----- Provided material

PR #6466, opened 2026-06-06
Add χ² , index of coincidence, min-entropy, serial correlation statistical indicators

notxvilka:

# Detailed description

After some experience with [scrutari](https://codeberg.org/xvilka/scrutari) and dissecting various firmwares, binary blobs, compressed and encrypted data, I decided that some of these statistical indicators would be useful also in Rizin. I chose the most high-impact ones but that are relatively small and simple enough to include in Rizin out of the box.

Served best with https://github.com/rizinorg/rizin/pull/6440

## Summary

`rz-hash` already ships three statistical plugins — `entropy`, `entropy_fract` and
`temperature`. All three are functions of the **byte histogram** and collapse a block to a
single "how random does this look" number. That number has well-known blind spots when
triaging firmware images and binary blobs. This PR adds four metrics that measure what
entropy cannot, each as an independent plugin with a public `rz_hash_*()` API, a unit test
and `test/db` tests:

1. **`chisquare`** — goodness-of-fit to a uniform distribution. Tells **encrypted apart
   from merely compressed** when both already report entropy ≈ 8.0.
2. **`ioc`** — index of coincidence (collision probability). The classic **single-byte /
   repeating-key XOR** detector — and it recovers the **key period**.
3. **`minentropy`** — worst-case entropy `-log2(max pᵢ)`. The **conservative floor** that
   cryptographers actually use (NIST SP 800-90B); exposes a dominant byte the *average*
   hides.
4. **`serialcorr`** — lag-1 autocorrelation. The only **order-aware** metric here:
   separates **code / structured data from random / compressed**, which no histogram
   statistic can.

The first three give a richer view of **distribution shape** than the single entropy
number; the fourth adds an orthogonal axis entropy ignores entirely — **byte order**.

Each metric is exposed **two ways**: as an `rz-hash` plugin (with a public `rz_hash_*()`
API) and as a per-block mode in the `p=` / `p==` block-visualization commands, alongside
the existing `p=e` entropy histogram — under keys `C` (chi-square), `I` (IoC),
`M` (min-entropy) and `S` (serial correlation).

### 1. Chi-square vs uniform (`chisquare`)

**Problem it solves.** Entropy near 8.0 means "looks random," but it cannot tell *truly
uniform* data (a stream cipher / CSPRNG output) from *high-entropy-but-structured* data (a
zlib/LZMA stream, a packed section, a table of pointers). Both can read entropy ≈ 7.99.

**What it measures.** Pearson's χ² of the 256-bin byte histogram against the uniform
expectation. A genuinely uniform source lands near **255** (the degrees of freedom);
residual structure — compression headers, alignment padding, Huffman tables, repeated
records — drives it sharply higher.

**Example.** You carve a region out of a firmware image; entropy says 7.99, so it "looks
encrypted." χ² ≈ 255 ⇒ consistent with encryption/CSPRNG. χ² in the thousands ⇒ it is not
encrypted, it is compressed or packed and still carries structure. This is a routine,
high-value question when deciding whether a blob is worth attacking as ciphertext.

*Computed anchors:* a constant block `"aaaaaaaa"` → **2040.0** (maximally non-uniform);
`"admin"` → **251.0**.

### 2. Index of coincidence (`ioc`)

**Problem it solves.** Single-byte and repeating-key XOR are everywhere in malware configs
and firmware, and entropy barely moves under them.

**What it measures.** The probability that two bytes drawn from the block are equal:
≈ **1/256 (0.0039)** for uniform data, ≈ **0.065** for English text, up to **1.0** for a
single repeated byte. IoC depends only on the *shape* of the histogram, so it is preserved
by single-byte XOR (XOR with a constant just permutes which value each count attaches to) —
which is exactly why a text- or code-like IoC **survives** the XOR and fingerprints the
underlying plaintext.

**Example (the killer use): recover a repeating-XOR key length.** For a key of period *P*,
slice the data into *P* columns (every *P*-th byte). Each column is single-byte-XOR'd
plaintext, so each column's IoC stays elevated (≈ the plaintext's), while for the *wrong*
period the columns look random (IoC ≈ 1/256). Sweep *P* and watch for the spike — that is
the Friedman/Kasiski test, and it is IoC's signature application. Entropy cannot do this.

*Computed anchors:* eight distinct bytes `"abcdefgh"` → **0.0** (no collisions);
`"aaaaaaaa"` → **1.0**; `"password"` (two `s`) → **0.0357**.

### 3. Min-entropy (`minentropy`)

**Problem it solves.** Shannon entropy is an *average*. It can stay high while one symbol
is very predictable — and "the most predictable symbol" is precisely what matters when you
ask "how many bits here can I actually trust?"

**What it measures.** H∞ = `-log2(max_i pᵢ)`, governed by the single most likely byte. It
is the worst-case bound used by NIST SP 800-90B for validating entropy sources, and it is a
conservative floor: **H∞ ≤ Shannon ≤ 8**. A large gap between the two is a tell that the
distribution is skewed by a dominant value.

**Example.** A buffer in which half the bytes are `0x00` and the rest are uniform has
Shannon entropy ≈ 5.0 bits, but **min-entropy = 1.0** (because `max p = 0.5`,
`-log2 0.5 = 1`). If you are judging whether a region is a real RNG output or usable as a
key/nonce, min-entropy is the honest number; Shannon would over-state it. It also flags
padding-heavy or sparse regions that average entropy smooths over.

*Computed anchors:* a uniform block → **8.0**; a constant block → **0.0**; `"abcdefgh"`
(8 equiprobable symbols) → **3.0** = log2 8.

### 4. Serial correlation (`serialcorr`)

**Problem it solves.** Metrics 1–3 are all **histogram** statistics — shuffle the bytes and
none of them change. But *order* is exactly what distinguishes machine code, text, counters
and sampled signals from random or compressed data.

**What it measures.** The lag-1 serial correlation coefficient (with wrap-around, as in the
classic `ent` tool): how strongly each byte predicts the next. ≈ **0** for
compressed/encrypted data (adjacent bytes are linearly unrelated); clearly **non-zero** for
executable code, ASCII text, incrementing counters, gradients and PCM audio.

**Example.** A table of incrementing 32-bit counters or a buffer of PCM samples shows strong
serial correlation even at moderate-to-high entropy, whereas compressed data of the *same*
entropy sits at ≈ 0. So serial correlation is the axis that says "this high-entropy blob is
actually structured/code," not "this is random." It is the natural partner to the histogram
metrics (see the table below).

*Computed anchors:* `"abcdefgh"` (a monotone ramp, damped by the wrap term) → **+0.333**;
a constant block or fewer than two bytes (undefined) → **0.0**.

---

## Why all four together

Each metric isolates a different property, and read jointly they discriminate cases that any
one number leaves ambiguous:

| entropy | chi-square | serial corr | most likely content |
|--------:|-----------:|------------:|---------------------|
| high (~8) | ~255 | ~0 | encrypted / CSPRNG |
| high (~8) | large | ~0 | compressed / packed |
| high (~8) | large | ≠ 0 | executable code |
| low–mid | large | varies | text / tables / structured records |

A high-IoC spike at stride *P* on top of any of these additionally flags repeating-key XOR
with period *P*.

Screenshot 2026-06-07 at 1 03 20 AM
Screenshot 2026-06-07 at 1 03 49 AM
Screenshot 2026-06-07 at 1 04 22 AM
Screenshot 2026-06-07 at 1 04 51 AM
Screenshot 2026-06-07 at 1 05 19 AM

# Test plan

- CI is green
- Play with new commands: `p==C`, `p==I`, `p==M`, `p==S`


librz/hash/algorithms/ioc/ioc.c
```diff
@@ -0,0 +1,40 @@
...
+	if (ctx->size > 1) {
+		double numerator = 0.0;
+		for (size_t i = 0; i < 256; i++) {
+			double c = (double)ctx->count[i];
+			numerator += c * (c - 1.0);
+		}
+		ioc = numerator / ((double)ctx->size * ((double)ctx->size - 1.0));
+	}
+	rz_write_be_double(digest, ioc);
+	return true;
```
wargio, line 39: early return

librz/hash/algorithms/minentropy/minentropy.c
```diff
@@ -0,0 +1,45 @@
...
+}
+
+bool rz_minentropy_final(ut8 *digest, RzMinEntropy *ctx) {
+	rz_return_val_if_fail(ctx && digest, false);
+	// Min-entropy H_inf = -log2(max_i p_i): the conservative (worst-case)
+	// entropy used by NIST SP 800-90B. Equals 8.0 for a uniform block and
+	// drops as soon as one byte value dominates, exposing non-uniformity
+	// that Shannon entropy can hide.
+	double min_entropy = 0.0;
+	if (ctx->size) {
```
wargio, line 30: early return

wargio (approved):

notxvilka:
@wargio these early returns would require either `goto` or code duplication, since there is still write after both condition outcomes. I think it should be good enough as is.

----------

**Required action:**
Restate word for word only the lines above from the line containing "separates **code /" to the line containing "single repeated byte.", both of them included.

**Solution to the problem:**
   separates **code / structured data from random / compressed**, which no histogram
   statistic can.

The first three give a richer view of **distribution shape** than the single entropy
number; the fourth adds an orthogonal axis entropy ignores entirely — **byte order**.

Each metric is exposed **two ways**: as an `rz-hash` plugin (with a public `rz_hash_*()`
API) and as a per-block mode in the `p=` / `p==` block-visualization commands, alongside
the existing `p=e` entropy histogram — under keys `C` (chi-square), `I` (IoC),
`M` (min-entropy) and `S` (serial correlation).

### 1. Chi-square vs uniform (`chisquare`)

**Problem it solves.** Entropy near 8.0 means "looks random," but it cannot tell *truly
uniform* data (a stream cipher / CSPRNG output) from *high-entropy-but-structured* data (a
zlib/LZMA stream, a packed section, a table of pointers). Both can read entropy ≈ 7.99.

**What it measures.** Pearson's χ² of the 256-bin byte histogram against the uniform
expectation. A genuinely uniform source lands near **255** (the degrees of freedom);
residual structure — compression headers, alignment padding, Huffman tables, repeated
records — drives it sharply higher.

**Example.** You carve a region out of a firmware image; entropy says 7.99, so it "looks
encrypted." χ² ≈ 255 ⇒ consistent with encryption/CSPRNG. χ² in the thousands ⇒ it is not
encrypted, it is compressed or packed and still carries structure. This is a routine,
high-value question when deciding whether a blob is worth attacking as ciphertext.

*Computed anchors:* a constant block `"aaaaaaaa"` → **2040.0** (maximally non-uniform);
`"admin"` → **251.0**.

### 2. Index of coincidence (`ioc`)

**Problem it solves.** Single-byte and repeating-key XOR are everywhere in malware configs
and firmware, and entropy barely moves under them.

**What it measures.** The probability that two bytes drawn from the block are equal:
≈ **1/256 (0.0039)** for uniform data, ≈ **0.065** for English text, up to **1.0** for a
single repeated byte. IoC depends only on the *shape* of the histogram, so it is preserved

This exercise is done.